▶ _TASK GOAL_: When copying the data, keep every line exactly the same.

▶ _INFORMATION_:

PR #4057, opened 2025-02-18
Add `--strict` to CI

da5nsy:
We merged #4019 when it was good enough, and it seems like we might be waiting for some upstream fixes (to DOI handling), but ideally we would add the `--strict` flag back to the CI eventually.

This PR is to keep track of where that is up to, and hopefully chip away at any warnings/errors.


da5nsy:
Crumbs: https://github.com/the-turing-way/the-turing-way/pull/4019#discussion_r1958857992

da5nsy:
This is now just waiting on the wikipedia link bug mentioned [here](https://github.com/jupyter-book/mystmd/issues/1336#issuecomment-2593403732).

Issue made to track: https://github.com/jupyter-book/mystmd/issues/1954

JimMadge:
@da5nsy thinking about this. If `--strict` returns 0 when there are still warnings, I think that isn't what we want, or at least it is a regression. Before we failed on any warnings, which I think is important for maintaining quality and warnings can indicate things like missing figures and references.

da5nsy:
@JimMadge your diligence conflicts with my desire to tick off this PR, but I think you're probably right 😭

However, I don't know how much of this current behaviour is informed by: https://github.com/the-turing-way/the-turing-way/blob/eb1f678739509bdb132f1c67d7bb47c3baf0be81/book/website/myst.yml#L3-L5

We should test it without that. If I get chance I'll report back here. 

Depending on results we might want to report upstream.

da5nsy:
> Before we failed on any warnings, which I think is important for maintaining quality and warnings can indicate things like missing figures and references.

We should probably also do a test of introducing some common problems and see whether they get elevated to errors currently. 

To test:
- [ ] Page missing from contents 
- [ ] Duplicated figure reference
- [ ] Missing bib entry
- [ ] Refer to a section which doesn't exist
- [ ] See https://github.com/the-turing-way/the-turing-way/pull/4287/files for ideas
- [ ] _Any other common ones we can foresee?_

JimMadge:
I think we probably _do_ want to ignore the link check, assuming that also tests external links. Sometimes those will fail for reasons outside of our control and I wouldn't want that to block people.

book/Makefile
```diff
@@ -20,7 +20,7 @@ strict:
 	cd website && jupyter-book build --html --strict
 
 ci:
-	cd website && jupyter-book build --html --ci
+	cd website && jupyter-book build --html --ci --strict
```
da5nsy, line 23:
```suggestion
	cd website && jupyter-book build --html --ci --strict --link-checker=false
```
not sure if this is the right format, let's see...

da5nsy:
I've asked on discord if there is a way to turn off the external link check but keep the internal link check with warnings raised to errors

da5nsy:
> I've asked on discord if there is a way to turn off the external link check but keep the internal link check with warnings raised to errors

I've made a GH issue here: https://github.com/jupyter-book/mystmd/issues/2122

da5nsy:
> > Before we failed on any warnings, which I think is important for maintaining quality and warnings can indicate things like missing figures and references.
> 
> We should probably also do a test of introducing some common problems and see whether they get elevated to errors currently.
> 
> To test:
> 
>     * [ ]  Page missing from contents
> 
>     * [ ]  Duplicated figure reference
> 
>     * [ ]  Missing bib entry
> 
>     * [ ]  _Any other common ones we can foresee?_

Testing on top of the latest commit (which is completing locally for me, and completed on Netlify, but struggling in github CI - lack of caching link-check? Or the fact that we're running link-check 4 times simultaneously and so hitting limits?)

## Page missing from contents
Comes up as an error in main log but not at summary (which is weird)

## Duplicated figure reference
(I just duplicated a whole figure)
Comes up as warning in main log and summary, but not raised to error.

## Missing bib entry
This seems to have had zero effect. Further investigation required.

▶ _SOLVED PROBLEM_:
PR #4057, opened 2025-02-18
Add `--strict` to CI

da5nsy:
We merged #4019 when it was good enough, and it seems like we might be waiting for some upstream fixes (to DOI handling), but ideally we would add the `--strict` flag back to the CI eventually.

This PR is to keep track of where that is up to, and hopefully chip away at any warnings/errors.


da5nsy:
Crumbs: https://github.com/the-turing-way/the-turing-way/pull/4019#discussion_r1958857992

da5nsy:
This is now just waiting on the wikipedia link bug mentioned [here](https://github.com/jupyter-book/mystmd/issues/1336#issuecomment-2593403732).

Issue made to track: https://github.com/jupyter-book/mystmd/issues/1954

JimMadge:
@da5nsy thinking about this. If `--strict` returns 0 when there are still warnings, I think that isn't what we want, or at least it is a regression. Before we failed on any warnings, which I think is important for maintaining quality and warnings can indicate things like missing figures and references.

da5nsy:
@JimMadge your diligence conflicts with my desire to tick off this PR, but I think you're probably right 😭

However, I don't know how much of this current behaviour is informed by: https://github.com/the-turing-way/the-turing-way/blob/eb1f678739509bdb132f1c67d7bb47c3baf0be81/book/website/myst.yml#L3-L5

We should test it without that. If I get chance I'll report back here. 

Depending on results we might want to report upstream.

da5nsy:
> Before we failed on any warnings, which I think is important for maintaining quality and warnings can indicate things like missing figures and references.

We should probably also do a test of introducing some common problems and see whether they get elevated to errors currently. 

To test:
- [ ] Page missing from contents 
- [ ] Duplicated figure reference
- [ ] Missing bib entry
- [ ] Refer to a section which doesn't exist
- [ ] See https://github.com/the-turing-way/the-turing-way/pull/4287/files for ideas
- [ ] _Any other common ones we can foresee?_

JimMadge:
I think we probably _do_ want to ignore the link check, assuming that also tests external links. Sometimes those will fail for reasons outside of our control and I wouldn't want that to block people.

book/Makefile
```diff
@@ -20,7 +20,7 @@ strict:
 	cd website && jupyter-book build --html --strict
 
 ci:
-	cd website && jupyter-book build --html --ci
+	cd website && jupyter-book build --html --ci --strict
```
da5nsy, line 23:
```suggestion
	cd website && jupyter-book build --html --ci --strict --link-checker=false
```
not sure if this is the right format, let's see...

da5nsy:
I've asked on discord if there is a way to turn off the external link check but keep the internal link check with warnings raised to errors

da5nsy:
> I've asked on discord if there is a way to turn off the external link check but keep the internal link check with warnings raised to errors

I've made a GH issue here: https://github.com/jupyter-book/mystmd/issues/2122

da5nsy:
> > Before we failed on any warnings, which I think is important for maintaining quality and warnings can indicate things like missing figures and references.
> 
> We should probably also do a test of introducing some common problems and see whether they get elevated to errors currently.
> 
> To test:
> 
>     * [ ]  Page missing from contents
> 
>     * [ ]  Duplicated figure reference
> 
>     * [ ]  Missing bib entry
> 
>     * [ ]  _Any other common ones we can foresee?_

Testing on top of the latest commit (which is completing locally for me, and completed on Netlify, but struggling in github CI - lack of caching link-check? Or the fact that we're running link-check 4 times simultaneously and so hitting limits?)

## Page missing from contents
Comes up as an error in main log but not at summary (which is weird)

## Duplicated figure reference
(I just duplicated a whole figure)
Comes up as warning in main log and summary, but not raised to error.

## Missing bib entry
This seems to have had zero effect. Further investigation required.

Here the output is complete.